## Task prompt:
Everything from the line containing "[authpolicy-v2] Move AuthPolicy" through the last line of the material below is to be copied exactly, ends included.

[Dataset content Boundary: Start]

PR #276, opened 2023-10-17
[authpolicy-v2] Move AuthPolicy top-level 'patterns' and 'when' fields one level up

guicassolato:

[Dataset content Boundary: End]

## Task solution:
[authpolicy-v2] Move AuthPolicy top-level 'patterns' and 'when' fields one level up

guicassolato:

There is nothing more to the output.